An exact copy of the listing is required.

====

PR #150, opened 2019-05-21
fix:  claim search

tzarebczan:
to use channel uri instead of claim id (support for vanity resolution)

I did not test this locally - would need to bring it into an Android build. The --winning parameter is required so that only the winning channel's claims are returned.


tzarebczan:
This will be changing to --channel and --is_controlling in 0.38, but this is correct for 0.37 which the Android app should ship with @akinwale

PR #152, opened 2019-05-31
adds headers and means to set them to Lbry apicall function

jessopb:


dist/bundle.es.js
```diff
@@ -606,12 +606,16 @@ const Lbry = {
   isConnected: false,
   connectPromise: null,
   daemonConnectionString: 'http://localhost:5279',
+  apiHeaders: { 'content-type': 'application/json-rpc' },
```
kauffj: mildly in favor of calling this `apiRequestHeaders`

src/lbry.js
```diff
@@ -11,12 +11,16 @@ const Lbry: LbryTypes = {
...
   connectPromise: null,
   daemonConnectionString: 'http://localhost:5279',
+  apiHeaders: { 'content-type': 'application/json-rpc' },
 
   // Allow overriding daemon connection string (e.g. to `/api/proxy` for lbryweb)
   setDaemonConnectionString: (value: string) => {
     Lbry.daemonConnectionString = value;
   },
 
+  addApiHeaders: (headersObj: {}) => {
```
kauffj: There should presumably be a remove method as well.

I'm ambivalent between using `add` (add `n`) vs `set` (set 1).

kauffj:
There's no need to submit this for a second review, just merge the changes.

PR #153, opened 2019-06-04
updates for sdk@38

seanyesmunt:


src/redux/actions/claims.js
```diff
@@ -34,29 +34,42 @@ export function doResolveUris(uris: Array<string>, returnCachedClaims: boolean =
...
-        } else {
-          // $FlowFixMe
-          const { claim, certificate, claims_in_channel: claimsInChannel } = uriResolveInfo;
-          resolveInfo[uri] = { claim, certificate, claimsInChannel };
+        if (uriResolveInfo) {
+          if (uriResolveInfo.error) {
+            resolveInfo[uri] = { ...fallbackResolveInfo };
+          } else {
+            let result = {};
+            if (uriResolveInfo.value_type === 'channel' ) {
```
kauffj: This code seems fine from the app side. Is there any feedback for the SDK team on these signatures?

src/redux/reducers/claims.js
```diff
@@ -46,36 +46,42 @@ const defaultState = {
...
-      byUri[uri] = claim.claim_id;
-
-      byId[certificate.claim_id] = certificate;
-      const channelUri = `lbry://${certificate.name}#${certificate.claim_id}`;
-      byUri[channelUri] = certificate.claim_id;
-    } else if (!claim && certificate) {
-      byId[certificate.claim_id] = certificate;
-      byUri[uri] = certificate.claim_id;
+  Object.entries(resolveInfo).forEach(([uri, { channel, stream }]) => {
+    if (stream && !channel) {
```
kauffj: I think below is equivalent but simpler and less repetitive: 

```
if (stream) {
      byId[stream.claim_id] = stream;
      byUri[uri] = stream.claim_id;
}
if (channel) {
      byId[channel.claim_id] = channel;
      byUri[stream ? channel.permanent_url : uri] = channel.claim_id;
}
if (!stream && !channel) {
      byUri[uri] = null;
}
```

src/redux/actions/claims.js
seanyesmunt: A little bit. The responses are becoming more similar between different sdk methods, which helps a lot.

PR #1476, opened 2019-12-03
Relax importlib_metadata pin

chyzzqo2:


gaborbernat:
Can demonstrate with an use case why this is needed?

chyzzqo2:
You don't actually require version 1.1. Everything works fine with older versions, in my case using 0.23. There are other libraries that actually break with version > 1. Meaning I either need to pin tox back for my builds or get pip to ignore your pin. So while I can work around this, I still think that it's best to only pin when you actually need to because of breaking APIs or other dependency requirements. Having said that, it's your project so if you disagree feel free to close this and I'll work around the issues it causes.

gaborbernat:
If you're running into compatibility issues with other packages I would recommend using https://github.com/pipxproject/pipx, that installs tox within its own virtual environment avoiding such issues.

====

> **WRITTEN RESPONSE**:
PR #150, opened 2019-05-21
fix:  claim search

tzarebczan:
to use channel uri instead of claim id (support for vanity resolution)

I did not test this locally - would need to bring it into an Android build. The --winning parameter is required so that only the winning channel's claims are returned.


tzarebczan:
This will be changing to --channel and --is_controlling in 0.38, but this is correct for 0.37 which the Android app should ship with @akinwale

PR #152, opened 2019-05-31
adds headers and means to set them to Lbry apicall function

jessopb:


dist/bundle.es.js
```diff
@@ -606,12 +606,16 @@ const Lbry = {
   isConnected: false,
   connectPromise: null,
   daemonConnectionString: 'http://localhost:5279',
+  apiHeaders: { 'content-type': 'application/json-rpc' },
```
kauffj: mildly in favor of calling this `apiRequestHeaders`

src/lbry.js
```diff
@@ -11,12 +11,16 @@ const Lbry: LbryTypes = {
...
   connectPromise: null,
   daemonConnectionString: 'http://localhost:5279',
+  apiHeaders: { 'content-type': 'application/json-rpc' },
 
   // Allow overriding daemon connection string (e.g. to `/api/proxy` for lbryweb)
   setDaemonConnectionString: (value: string) => {
     Lbry.daemonConnectionString = value;
   },
 
+  addApiHeaders: (headersObj: {}) => {
```
kauffj: There should presumably be a remove method as well.

I'm ambivalent between using `add` (add `n`) vs `set` (set 1).

kauffj:
There's no need to submit this for a second review, just merge the changes.

PR #153, opened 2019-06-04
updates for sdk@38

seanyesmunt:


src/redux/actions/claims.js
```diff
@@ -34,29 +34,42 @@ export function doResolveUris(uris: Array<string>, returnCachedClaims: boolean =
...
-        } else {
-          // $FlowFixMe
-          const { claim, certificate, claims_in_channel: claimsInChannel } = uriResolveInfo;
-          resolveInfo[uri] = { claim, certificate, claimsInChannel };
+        if (uriResolveInfo) {
+          if (uriResolveInfo.error) {
+            resolveInfo[uri] = { ...fallbackResolveInfo };
+          } else {
+            let result = {};
+            if (uriResolveInfo.value_type === 'channel' ) {
```
kauffj: This code seems fine from the app side. Is there any feedback for the SDK team on these signatures?

src/redux/reducers/claims.js
```diff
@@ -46,36 +46,42 @@ const defaultState = {
...
-      byUri[uri] = claim.claim_id;
-
-      byId[certificate.claim_id] = certificate;
-      const channelUri = `lbry://${certificate.name}#${certificate.claim_id}`;
-      byUri[channelUri] = certificate.claim_id;
-    } else if (!claim && certificate) {
-      byId[certificate.claim_id] = certificate;
-      byUri[uri] = certificate.claim_id;
+  Object.entries(resolveInfo).forEach(([uri, { channel, stream }]) => {
+    if (stream && !channel) {
```
kauffj: I think below is equivalent but simpler and less repetitive: 

```
if (stream) {
      byId[stream.claim_id] = stream;
      byUri[uri] = stream.claim_id;
}
if (channel) {
      byId[channel.claim_id] = channel;
      byUri[stream ? channel.permanent_url : uri] = channel.claim_id;
}
if (!stream && !channel) {
      byUri[uri] = null;
}
```

src/redux/actions/claims.js
seanyesmunt: A little bit. The responses are becoming more similar between different sdk methods, which helps a lot.

PR #1476, opened 2019-12-03
Relax importlib_metadata pin

chyzzqo2:


gaborbernat:
Can demonstrate with an use case why this is needed?

chyzzqo2:
You don't actually require version 1.1. Everything works fine with older versions, in my case using 0.23. There are other libraries that actually break with version > 1. Meaning I either need to pin tox back for my builds or get pip to ignore your pin. So while I can work around this, I still think that it's best to only pin when you actually need to because of breaking APIs or other dependency requirements. Having said that, it's your project so if you disagree feel free to close this and I'll work around the issues it causes.

gaborbernat:
If you're running into compatibility issues with other packages I would recommend using https://github.com/pipxproject/pipx, that installs tox within its own virtual environment avoiding such issues.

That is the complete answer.